Question

Find the work done by tension on 1 kg block when the 4kg block moves down by 1m after the system is released. All surfaces are frictionless & strings are ideal :-

• A. 25 J
• B. 50 J
• C. 100 J
• D. None of these

Answer 1

Answer: (A)

25 J

Answer 2

The problem involves a system of two blocks connected by strings and pulleys. We need to find the work done by tension on the 1 kg block when the 4 kg block moves down by 1 meter.

1. Kinematic Relationship: Let $x$ be the distance the 1 kg block moves up the incline and $y$ be the distance the 4 kg block moves down. The pulley system is such that for every distance $y$ the 4 kg block moves down, the length of the string from the fixed pulley to the movable pulley increases by $y$, and the length of the string from the movable pulley to the ceiling attachment also increases by $y$. This means the total length of string that must be pulled from the other side is $2y$. Therefore, the 1 kg block moves up the incline by $x = 2y$. Given that the 4 kg block moves down by $y = 1$ m, the 1 kg block moves up the incline by $x = 2 \times 1 = 2$ m.

2. Equations of Motion: Let $T$ be the tension in the string. Let $a_4$ be the acceleration of the 4 kg block downwards and $a_1$ be the acceleration of the 1 kg block up the incline. From the kinematic relationship, $a_1 = 2a_4$.

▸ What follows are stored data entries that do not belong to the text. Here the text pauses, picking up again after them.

PR #270, opened 2018-05-16
Apostrophes get eaten

jsoref:
We created a broken pipeline {} and it yielded this:
```
WorkflowScript: 41: Stage doesnt have a block @ line 41, column 9.
```

`'` is a fairly hard to use character.

* In general for most messages, using contractions is a bad idea, so the first commit here expands them.
* @jglick prefers using fancy quotes over `'`. And one nice thing about them is that one can actually see start and end points w/ them, whereas `'` is ambiguous.


bitwiseman:
This works around a bug in the Blue Ocean by replacing all `'` with a other characters? 
It looks like this expected behavior in the MessageFormatter class, with the workaround being to [escape single-quote (`'`) using two single-quotes (`''`)](https://stackoverflow.com/questions/4449639/apostrophe-doesnt-get-translated-properly-when-placed-in-a-resource-bundle).

jsoref:
Yes, a2dd51b as part of #250 tried to "escape" things but used the wrong escape character (I've been asked to write a test for this (https://github.com/jenkinsci/jenkins-test-harness) and I hope to at some point.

   • For the 4 kg block: The forces are its weight ($4g$) downwards and twice the tension ($2T$) upwards (since the movable pulley is supported by two segments of the string with tension $T$). Equation of motion: $4g - 2T = 4a_4$.
   • For the 1 kg block: The forces are tension ($T$) up the incline and the component of gravity down the incline ($1g \sin 30^\circ$). Equation of motion: $T - 1g \sin 30^\circ = 1a_1$. Since $\sin 30^\circ = 1/2$, this becomes $T - \frac{g}{2} = a_1$.

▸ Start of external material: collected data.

PR #273, opened 2018-06-29
[FIXED JENKINS-52261] Mark end nodes for skipped-for-restart stages properly

abayer:
* JENKINS issue(s):
    * [JENKINS-52261](https://issues.jenkins-ci.org/browse/JENKINS-52261)
* Description:
    * We were marking the *start* node for stages skipped for restart with `NotExecutedNodeAction`, but not the end nodes, and it turns out, `StatusAndTiming#computeChunkStatus2` looks at the end node. So...whoops.
* Documentation changes:
    * n/a
* Users/aliases to notify:
    * ...

### DIFF
--- a/pipeline-model-definition/src/main/groovy/org/jenkinsci/plugins/pipeline/modeldefinition/Utils.groovy
+++ b/pipeline-model-definition/src/main/groovy/org/jenkinsci/plugins/pipeline/modeldefinition/Utils.groovy
@@ -75,6 +75,7 @@ import org.jenkinsci.plugins.workflow.flow.FlowExecution
 import org.jenkinsci.plugins.workflow.graph.BlockEndNode
 import org.jenkinsci.plugins.workflow.graph.BlockStartNode
 import org.jenkinsci.plugins.workflow.graph.FlowNode
+import org.jenkinsci.plugins.workflow.graphanalysis.DepthFirstScanner
 import org.jenkinsci.plugins.workflow.graphanalysis.Filterator
 import org.jenkinsci.plugins.workflow.graphanalysis.FlowScanningUtils
 import org.jenkinsci.plugins.workflow.graphanalysis.ForkScanner
@@ -306,7 +307,7 @@ class Utils {
         }
     }
 
-    static void markStageWithTag(String stageName, String tagName, String tagValue, boolean isRestart = false) {
+    static void markStageWithTag(String stageName, String tagName, String tagValue) {
         List<FlowNode> matched = findStageFlowNodes(stageName)
 
         matched.each { currentNode ->
@@ -320,10 +321,43 @@ class Utils {
                     tagsAction.addTag(tagName, tagValue)
                     currentNode.save()
                 }
+            }
+        }
+    }
 
-                if (isRestart) {
-                    currentNode.addAction(new NotExecutedNodeAction())
+    static void markStartAndEndNodesInStageAsNotExecuted(String stageName, FlowExecution execution = null) {
+        if (execution == null) {
+            CpsThread thread = CpsThread.current()
+            execution = thread.execution
+        }
+
+        List<BlockStartNode> nodes = []
+
+        ForkScanner scanner = new ForkScanner()
+
+        FlowNode stage = scanner.findFirstMatch(execution.currentHeads, null, isStageWithOptionalName(stageName))
+
+        if (stage != null && stage instanceof BlockStartNode) {
+            nodes.add(stage)
+
+            // Additional check needed to get the possible enclosing parallel branch for a nested stage.
+            Filterator<FlowNode> filtered = FlowScanningUtils.fetchEnclosingBlocks(stage)
+                .filter(isParallelBranchFlowNode(stageName))
+
+            filtered.each { f ->
+                if (f != null && f instanceof BlockStartNode) {
+                    nodes.add(f)
                 }
+            }
+        }
+
+        DepthFirstScanner depthFirstScanner = new DepthFirstScanner()
+
+        nodes.each { n ->
+            n.addAction(new NotExecutedNodeAction())
+            FlowNode endNode =  depthFirstScanner.findFirstMatch(execution.currentHeads, null, endNodeForStage(n))
+            if (endNode != null) {
+                endNode.addAction(new NotExecutedNodeAction())
             }
         }
     }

3. Solving for Tension: Substitute $a_1 = 2a_4$ into the second equation: $T - \frac{g}{2} = 2a_4$. From the first equation, we can express $2a_4$ as: $2a_4 = 2g - T$. Substitute this into the modified second equation: $T - \frac{g}{2} = 2g - T$. Rearranging the terms to solve for $T$: $2T = 2g + \frac{g}{2} = \frac{5g}{2}$. $T = \frac{5g}{4}$.

4. Work Done by Tension: The work done by tension on the 1 kg block is given by $W = T \times x$, where $T$ is the tension and $x$ is the displacement of the block in the direction of the tension. The tension $T$ acts up the incline, and the 1 kg block moves up the incline by $x = 2$ m. $W = T \times x = \left(\frac{5g}{4}\right) \times 2 = \frac{5g}{2}$. Assuming $g = 10 \, \text{m/s}^2$ (standard value for JEE/NEET problems unless specified otherwise): $W = \frac{5 \times 10}{2} = \frac{50}{2} = 25 \, \text{J}$.